*** Opening SOURCE MATERIAL ***

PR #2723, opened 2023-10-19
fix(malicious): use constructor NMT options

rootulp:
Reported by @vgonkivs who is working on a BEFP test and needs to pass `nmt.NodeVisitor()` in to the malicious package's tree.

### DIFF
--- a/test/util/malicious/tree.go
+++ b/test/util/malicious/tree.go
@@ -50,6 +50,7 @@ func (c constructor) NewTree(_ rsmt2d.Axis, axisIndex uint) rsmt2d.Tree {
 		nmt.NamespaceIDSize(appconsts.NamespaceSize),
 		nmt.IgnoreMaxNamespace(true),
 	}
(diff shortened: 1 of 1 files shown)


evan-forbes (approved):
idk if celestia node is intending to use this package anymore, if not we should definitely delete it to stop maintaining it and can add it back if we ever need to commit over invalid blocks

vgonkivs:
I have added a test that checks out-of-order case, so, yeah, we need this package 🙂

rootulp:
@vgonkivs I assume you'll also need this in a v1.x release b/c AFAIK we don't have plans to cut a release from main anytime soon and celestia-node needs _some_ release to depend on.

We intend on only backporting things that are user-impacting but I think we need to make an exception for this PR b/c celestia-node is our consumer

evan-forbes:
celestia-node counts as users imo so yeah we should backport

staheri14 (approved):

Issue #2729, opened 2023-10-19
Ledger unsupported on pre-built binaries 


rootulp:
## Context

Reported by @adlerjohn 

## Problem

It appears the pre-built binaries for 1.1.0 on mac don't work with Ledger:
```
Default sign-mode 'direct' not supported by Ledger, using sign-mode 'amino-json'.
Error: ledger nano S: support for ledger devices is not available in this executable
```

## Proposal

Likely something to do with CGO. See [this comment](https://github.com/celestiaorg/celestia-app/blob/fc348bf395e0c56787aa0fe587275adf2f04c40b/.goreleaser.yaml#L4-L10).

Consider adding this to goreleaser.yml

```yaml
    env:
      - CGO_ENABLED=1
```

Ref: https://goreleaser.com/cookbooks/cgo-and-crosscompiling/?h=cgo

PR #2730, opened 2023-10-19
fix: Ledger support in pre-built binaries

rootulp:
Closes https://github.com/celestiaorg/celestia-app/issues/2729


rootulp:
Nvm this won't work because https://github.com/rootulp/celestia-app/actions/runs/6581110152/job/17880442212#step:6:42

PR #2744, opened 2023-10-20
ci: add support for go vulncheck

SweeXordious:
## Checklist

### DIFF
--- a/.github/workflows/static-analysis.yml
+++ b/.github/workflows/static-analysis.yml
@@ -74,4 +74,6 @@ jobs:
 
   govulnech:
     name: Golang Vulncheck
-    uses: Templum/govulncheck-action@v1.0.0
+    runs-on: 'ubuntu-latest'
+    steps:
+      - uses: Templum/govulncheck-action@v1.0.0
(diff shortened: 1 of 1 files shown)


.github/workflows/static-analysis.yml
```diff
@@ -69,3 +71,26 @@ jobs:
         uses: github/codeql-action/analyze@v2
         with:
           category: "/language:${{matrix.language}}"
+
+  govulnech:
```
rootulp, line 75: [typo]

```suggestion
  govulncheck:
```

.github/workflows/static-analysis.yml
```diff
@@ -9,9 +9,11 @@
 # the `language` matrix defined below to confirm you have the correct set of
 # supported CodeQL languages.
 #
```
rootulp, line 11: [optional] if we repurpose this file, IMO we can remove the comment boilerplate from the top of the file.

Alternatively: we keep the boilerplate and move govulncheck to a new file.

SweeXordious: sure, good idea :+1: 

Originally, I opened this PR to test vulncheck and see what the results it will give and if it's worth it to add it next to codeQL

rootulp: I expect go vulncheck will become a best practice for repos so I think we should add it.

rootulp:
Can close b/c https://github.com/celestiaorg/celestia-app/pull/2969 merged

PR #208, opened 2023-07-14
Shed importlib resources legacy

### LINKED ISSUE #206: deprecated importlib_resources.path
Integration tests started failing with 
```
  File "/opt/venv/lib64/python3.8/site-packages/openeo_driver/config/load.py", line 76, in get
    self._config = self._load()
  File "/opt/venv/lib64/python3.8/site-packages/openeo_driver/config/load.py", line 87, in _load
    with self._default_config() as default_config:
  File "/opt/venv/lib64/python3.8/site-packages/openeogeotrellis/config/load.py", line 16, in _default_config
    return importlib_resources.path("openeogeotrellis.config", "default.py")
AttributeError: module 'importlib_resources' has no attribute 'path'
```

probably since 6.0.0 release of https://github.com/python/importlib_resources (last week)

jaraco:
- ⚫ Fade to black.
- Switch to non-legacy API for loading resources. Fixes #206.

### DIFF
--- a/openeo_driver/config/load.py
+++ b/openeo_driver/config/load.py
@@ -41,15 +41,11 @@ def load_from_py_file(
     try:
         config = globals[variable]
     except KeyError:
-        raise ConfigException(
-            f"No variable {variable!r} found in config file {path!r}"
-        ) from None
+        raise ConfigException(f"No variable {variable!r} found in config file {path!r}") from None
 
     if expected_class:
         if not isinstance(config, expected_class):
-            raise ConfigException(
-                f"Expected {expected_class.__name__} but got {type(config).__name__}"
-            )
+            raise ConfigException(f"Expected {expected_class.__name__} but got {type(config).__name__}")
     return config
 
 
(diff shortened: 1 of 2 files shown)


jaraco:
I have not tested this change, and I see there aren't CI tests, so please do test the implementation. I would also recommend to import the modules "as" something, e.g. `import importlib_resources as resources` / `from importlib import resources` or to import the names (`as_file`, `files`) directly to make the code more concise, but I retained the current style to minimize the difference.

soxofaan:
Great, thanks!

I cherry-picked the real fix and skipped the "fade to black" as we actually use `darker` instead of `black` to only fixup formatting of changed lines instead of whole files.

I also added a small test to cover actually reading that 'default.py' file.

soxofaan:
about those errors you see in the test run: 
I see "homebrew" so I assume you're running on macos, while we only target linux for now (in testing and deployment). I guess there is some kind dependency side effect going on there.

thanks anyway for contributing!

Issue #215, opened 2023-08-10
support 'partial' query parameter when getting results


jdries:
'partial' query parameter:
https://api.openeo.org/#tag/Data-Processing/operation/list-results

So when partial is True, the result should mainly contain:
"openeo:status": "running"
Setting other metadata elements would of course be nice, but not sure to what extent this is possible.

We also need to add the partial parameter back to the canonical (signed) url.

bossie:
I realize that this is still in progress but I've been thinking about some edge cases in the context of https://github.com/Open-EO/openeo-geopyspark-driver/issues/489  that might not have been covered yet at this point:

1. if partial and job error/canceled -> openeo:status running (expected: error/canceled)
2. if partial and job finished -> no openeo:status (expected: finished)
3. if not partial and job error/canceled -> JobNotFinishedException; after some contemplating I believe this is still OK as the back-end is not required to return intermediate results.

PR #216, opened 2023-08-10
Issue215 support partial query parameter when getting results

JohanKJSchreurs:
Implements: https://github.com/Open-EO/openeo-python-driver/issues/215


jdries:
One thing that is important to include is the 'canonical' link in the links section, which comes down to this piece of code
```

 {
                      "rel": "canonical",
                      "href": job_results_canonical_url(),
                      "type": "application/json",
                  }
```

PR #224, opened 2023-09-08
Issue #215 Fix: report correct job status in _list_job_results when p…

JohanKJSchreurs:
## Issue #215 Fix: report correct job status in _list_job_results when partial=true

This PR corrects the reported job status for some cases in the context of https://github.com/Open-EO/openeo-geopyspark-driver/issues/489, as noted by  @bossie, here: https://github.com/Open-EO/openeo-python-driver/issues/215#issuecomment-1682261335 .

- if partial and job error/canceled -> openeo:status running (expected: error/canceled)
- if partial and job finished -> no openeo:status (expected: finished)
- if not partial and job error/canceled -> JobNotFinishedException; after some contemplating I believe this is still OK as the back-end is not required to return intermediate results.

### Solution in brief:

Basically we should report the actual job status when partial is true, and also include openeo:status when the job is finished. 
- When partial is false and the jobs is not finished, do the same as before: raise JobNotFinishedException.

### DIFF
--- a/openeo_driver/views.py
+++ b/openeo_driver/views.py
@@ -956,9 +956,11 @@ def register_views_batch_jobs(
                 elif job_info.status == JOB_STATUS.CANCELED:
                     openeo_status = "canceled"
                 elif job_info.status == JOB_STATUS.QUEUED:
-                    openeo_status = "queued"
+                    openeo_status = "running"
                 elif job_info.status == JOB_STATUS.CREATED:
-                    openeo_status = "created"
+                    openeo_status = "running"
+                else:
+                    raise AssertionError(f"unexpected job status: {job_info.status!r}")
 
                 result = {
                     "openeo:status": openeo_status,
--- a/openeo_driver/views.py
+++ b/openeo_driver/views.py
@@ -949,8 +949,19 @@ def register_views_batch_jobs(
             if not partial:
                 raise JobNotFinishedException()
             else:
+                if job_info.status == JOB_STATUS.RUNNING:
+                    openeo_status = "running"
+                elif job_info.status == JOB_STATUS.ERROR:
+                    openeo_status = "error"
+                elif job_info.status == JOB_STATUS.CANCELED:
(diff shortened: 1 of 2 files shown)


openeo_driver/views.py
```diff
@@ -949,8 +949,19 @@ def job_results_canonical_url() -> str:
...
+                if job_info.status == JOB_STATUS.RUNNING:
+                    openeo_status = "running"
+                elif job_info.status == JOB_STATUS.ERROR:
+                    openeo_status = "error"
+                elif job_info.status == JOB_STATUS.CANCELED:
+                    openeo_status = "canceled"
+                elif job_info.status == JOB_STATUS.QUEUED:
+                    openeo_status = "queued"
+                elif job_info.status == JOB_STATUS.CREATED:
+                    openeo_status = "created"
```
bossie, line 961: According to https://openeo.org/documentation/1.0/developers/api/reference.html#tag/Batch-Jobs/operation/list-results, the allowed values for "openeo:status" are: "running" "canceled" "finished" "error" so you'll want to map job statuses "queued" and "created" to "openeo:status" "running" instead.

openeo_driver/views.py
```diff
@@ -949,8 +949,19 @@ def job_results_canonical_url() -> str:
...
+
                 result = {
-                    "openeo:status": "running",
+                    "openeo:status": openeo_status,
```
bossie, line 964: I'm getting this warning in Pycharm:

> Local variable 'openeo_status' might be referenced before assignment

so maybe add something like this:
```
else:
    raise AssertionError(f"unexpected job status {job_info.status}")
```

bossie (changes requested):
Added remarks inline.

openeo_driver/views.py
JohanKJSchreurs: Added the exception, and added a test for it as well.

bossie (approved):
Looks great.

*** Closing SOURCE MATERIAL ***

Which lines of the data contain "variable"? Copy them all.

### RESPONSE TO THIS EXERCISE
         config = globals[variable]
-            f"No variable {variable!r} found in config file {path!r}"
+        raise ConfigException(f"No variable {variable!r} found in config file {path!r}") from None
> Local variable 'openeo_status' might be referenced before assignment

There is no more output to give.